- **TO DO**
The entries below must be copied exactly as they are.

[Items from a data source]

PR #637, opened 2025-02-01
Add float16 support in python for cagra/brute_force/ivf_pq and scalar quantizer

benfred:


benfred:
note that:
* ivf_flat doesn't support float16 in the c++ api - so hasn't been added here
* cagra doesn't support float16 in the 'extend' or 'serializeToHnswLIb' functionality in c++ (which aren't currently exposed to python)(
* refine/pairwise_distance already supported float16 in python ( https://github.com/rapidsai/cuvs/pull/547 etc)

cjnolet (approved):

PR #639, opened 2025-02-01
Fix std::lock_guard use for gcc 14 support

enp1s0:
The constructor of `std::lock_guard` in gcc 14 <mutex>, which is supported by CUDA 12.8, has the `nodiscard` attribute. This PR fixes the error occurring with gcc 14.


enp1s0:
@achirkin Could you review the code?

cjnolet (approved):

achirkin (approved):
Looks fine to me

achirkin (approved):

PR #644, opened 2025-02-03
Use new rapids-logger library

vyasr:
Contributes to https://github.com/rapidsai/build-planning/issues/104.


cjnolet (approved):

docs/source/developer_guide.md
```diff
@@ -227,61 +227,6 @@ Keep in mind that this only applies to files tracked by git that have been modif
 ## Error handling
 Call CUDA APIs via the provided helper macros `RAFT_CUDA_TRY`, `RAFT_CUBLAS_TRY` and `RAFT_CUSOLVER_TRY`. These macros take care of checking the return values of the used API calls and generate an exception when the command is not successful. If you need to avoid an exception, e.g. inside a destructor, use `RAFT_CUDA_TRY_NO_THROW`, `RAFT_CUBLAS_TRY_NO_THROW ` and `RAFT_CUSOLVER_TRY_NO_THROW`. These macros log the error but do not throw an exception.
 
-## Logging
```
jameslamb, line 230: 🎉 thanks for removing this stuff carried over from RAFT.

cpp/include/cuvs/cluster/kmeans.hpp
```diff
@@ -20,6 +20,7 @@
 #include <raft/core/logger.hpp>
 #include <raft/core/resources.hpp>
 #include <raft/random/rng_state.hpp>
+#include <rapids_logger/logger.hpp>
```
jameslamb, line 23: Should this usage mean `cuvs` should pick up build and runtime dependencies on `rapids-logger`? Or are we ok with transitively getting it from RAFT because this is the only place and it's in a tightly-coupled-to-RAFT part of the codebase?

jameslamb (approved):
Left one question, but pre-emptively approving so you can merge when you've addressed it + remove the CI-only testing stuff, without needing another review from me.

cpp/include/cuvs/cluster/kmeans.hpp
vyasr: Yeah that was pretty much my reasoning. The include is itself guaranteed to be pulled in by the raft logger header, which we also have above, and we're passing the verbosity to raft's logger, so I felt OK with this.

bdice (approved):

PR #647, opened 2025-02-04
Expose configuration singleton as a global context for ann-bench algos

achirkin:
Expose the `bench::configuration` as a global context (singleton), so that algorithms can inspect it during setup if the need arises.

This is a proposal for https://github.com/rapidsai/cuvs/pull/260 to avoid mixing algorithm-specific logic into the common benchmarking infrastructure.


tfeher (approved):
LGTM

- **THE COMPLETED TASK**
PR #637, opened 2025-02-01
Add float16 support in python for cagra/brute_force/ivf_pq and scalar quantizer

benfred:


benfred:
note that:
* ivf_flat doesn't support float16 in the c++ api - so hasn't been added here
* cagra doesn't support float16 in the 'extend' or 'serializeToHnswLIb' functionality in c++ (which aren't currently exposed to python)(
* refine/pairwise_distance already supported float16 in python ( https://github.com/rapidsai/cuvs/pull/547 etc)

cjnolet (approved):

PR #639, opened 2025-02-01
Fix std::lock_guard use for gcc 14 support

enp1s0:
The constructor of `std::lock_guard` in gcc 14 <mutex>, which is supported by CUDA 12.8, has the `nodiscard` attribute. This PR fixes the error occurring with gcc 14.


enp1s0:
@achirkin Could you review the code?

cjnolet (approved):

achirkin (approved):
Looks fine to me

achirkin (approved):

PR #644, opened 2025-02-03
Use new rapids-logger library

vyasr:
Contributes to https://github.com/rapidsai/build-planning/issues/104.


cjnolet (approved):

docs/source/developer_guide.md
```diff
@@ -227,61 +227,6 @@ Keep in mind that this only applies to files tracked by git that have been modif
 ## Error handling
 Call CUDA APIs via the provided helper macros `RAFT_CUDA_TRY`, `RAFT_CUBLAS_TRY` and `RAFT_CUSOLVER_TRY`. These macros take care of checking the return values of the used API calls and generate an exception when the command is not successful. If you need to avoid an exception, e.g. inside a destructor, use `RAFT_CUDA_TRY_NO_THROW`, `RAFT_CUBLAS_TRY_NO_THROW ` and `RAFT_CUSOLVER_TRY_NO_THROW`. These macros log the error but do not throw an exception.
 
-## Logging
```
jameslamb, line 230: 🎉 thanks for removing this stuff carried over from RAFT.

cpp/include/cuvs/cluster/kmeans.hpp
```diff
@@ -20,6 +20,7 @@
 #include <raft/core/logger.hpp>
 #include <raft/core/resources.hpp>
 #include <raft/random/rng_state.hpp>
+#include <rapids_logger/logger.hpp>
```
jameslamb, line 23: Should this usage mean `cuvs` should pick up build and runtime dependencies on `rapids-logger`? Or are we ok with transitively getting it from RAFT because this is the only place and it's in a tightly-coupled-to-RAFT part of the codebase?

jameslamb (approved):
Left one question, but pre-emptively approving so you can merge when you've addressed it + remove the CI-only testing stuff, without needing another review from me.

cpp/include/cuvs/cluster/kmeans.hpp
vyasr: Yeah that was pretty much my reasoning. The include is itself guaranteed to be pulled in by the raft logger header, which we also have above, and we're passing the verbosity to raft's logger, so I felt OK with this.

bdice (approved):

PR #647, opened 2025-02-04
Expose configuration singleton as a global context for ann-bench algos

achirkin:
Expose the `bench::configuration` as a global context (singleton), so that algorithms can inspect it during setup if the need arises.

This is a proposal for https://github.com/rapidsai/cuvs/pull/260 to avoid mixing algorithm-specific logic into the common benchmarking infrastructure.


tfeher (approved):
LGTM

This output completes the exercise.